Well, it’s just a question of how you look at it or how you define it. Each neuron gets all the inputs and produces its own output. If you want to call that 3 models or 1 model, I guess it’s up to you, but Prof Ng calls it one model.
If we have 3 features and we have 3 neurons, then we have a total of 12 weight and bias values, right? The weights are a 3 x 3 matrix and the bias values are a 3 x 1 column vector. Now I should say that I don’t know the MLS course material, only the DLS course material, which presents a more advanced version of the same material. I’m not sure how Prof Ng represents the data in MLS for this case, but evaluating the output for this layer is the following operation:
W \cdot X + b
Where X is either a 3 x 1 column vector representing one sample or it’s a 3 x m matrix representing m input samples. Then W is a 3 x 3 matrix and b is a 3 x 1 column vector. The output will then be 3 x 1 if X is one sample or 3 x m where X is m samples.

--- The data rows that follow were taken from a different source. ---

PR #798, opened 2018-02-16
(maint) Update apt repos on signing server, not staging server

mwaggett:
This was another typo / copy-pasta mistake. I'm sorry. :(


underscorgan:
@mwaggett have you been able to test this?

mwaggett:
@underscorgan I've been testing with the nightlies job after merge. which I realize is not the best, but I would otherwise have to build a new puppet-agent pointed at my branch and it would've taken forever. In the future, I will do that for big refactors, but for these little typos, it seems like a waste of time. Sorry I didn't do it in the first place. :/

Here again I don’t now whether Prof Ng uses math notation with indexes starting at 1 or python notation with 0-based indexing. You’ve used 0-based for X, so let’s go with that. Here’s what W looks like:
[[w_{0,0}, w_{0,1}, w_{0,2}],
[w_{1,0}, w_{1,1}, w_{1,2}],
[w_{2,0}, w_{2,1}, w_{2,2}]]
Let’s go with just x as one sample, so it’s
[[x_0],
[x_1],
[x_2]]
The output will be 3 x 1 and the first element of it is:
z_0 = \displaystyle \sum_{i = 0}^2 w_{0,i} * x_i + b_0
And so forth for z_1 and z_2. So if we start with all the w_{i,j} values randomly chosen and we run gradient descent, they will all stay different at least in principle. You can’t prove that some of them couldn’t possibly end up the same, but there is no reason that would drive them to be the same. Back propagation is driven by the cost function comparing the output of the predictions with the labels, right?
Also note that I’ve only showed the “linear” portion of the calculation at the first layer of the network. We then apply a non-linear activation function and then feed that output as the input to the second layer of the network, which will have the same structure, but not necessarily have the same number of output neurons.